> WHAT YOU SHOULD DO
Write out, word for word, the first line of the data below and every line after it through the one containing "editable in ITUN).**".

> PROVIDED DATA
BEGIN

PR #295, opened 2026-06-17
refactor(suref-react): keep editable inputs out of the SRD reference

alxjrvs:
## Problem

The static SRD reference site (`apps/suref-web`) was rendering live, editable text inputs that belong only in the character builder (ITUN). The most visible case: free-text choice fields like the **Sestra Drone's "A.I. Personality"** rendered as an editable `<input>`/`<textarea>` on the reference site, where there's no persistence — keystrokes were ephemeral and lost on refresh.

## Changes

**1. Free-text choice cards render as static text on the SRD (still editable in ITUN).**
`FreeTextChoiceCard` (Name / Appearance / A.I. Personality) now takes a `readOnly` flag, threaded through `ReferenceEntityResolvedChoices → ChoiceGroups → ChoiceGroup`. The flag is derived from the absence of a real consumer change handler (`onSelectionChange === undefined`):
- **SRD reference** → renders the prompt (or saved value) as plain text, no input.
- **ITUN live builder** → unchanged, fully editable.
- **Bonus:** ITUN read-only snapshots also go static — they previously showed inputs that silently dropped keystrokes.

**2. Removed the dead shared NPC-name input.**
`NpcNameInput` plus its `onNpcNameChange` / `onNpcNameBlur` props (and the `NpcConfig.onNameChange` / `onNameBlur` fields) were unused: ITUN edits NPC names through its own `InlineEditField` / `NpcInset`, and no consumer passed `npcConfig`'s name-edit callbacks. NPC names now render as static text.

END

> RESPONSE
PR #295, opened 2026-06-17
refactor(suref-react): keep editable inputs out of the SRD reference

alxjrvs:
## Problem

The static SRD reference site (`apps/suref-web`) was rendering live, editable text inputs that belong only in the character builder (ITUN). The most visible case: free-text choice fields like the **Sestra Drone's "A.I. Personality"** rendered as an editable `<input>`/`<textarea>` on the reference site, where there's no persistence — keystrokes were ephemeral and lost on refresh.

## Changes

**1. Free-text choice cards render as static text on the SRD (still editable in ITUN).**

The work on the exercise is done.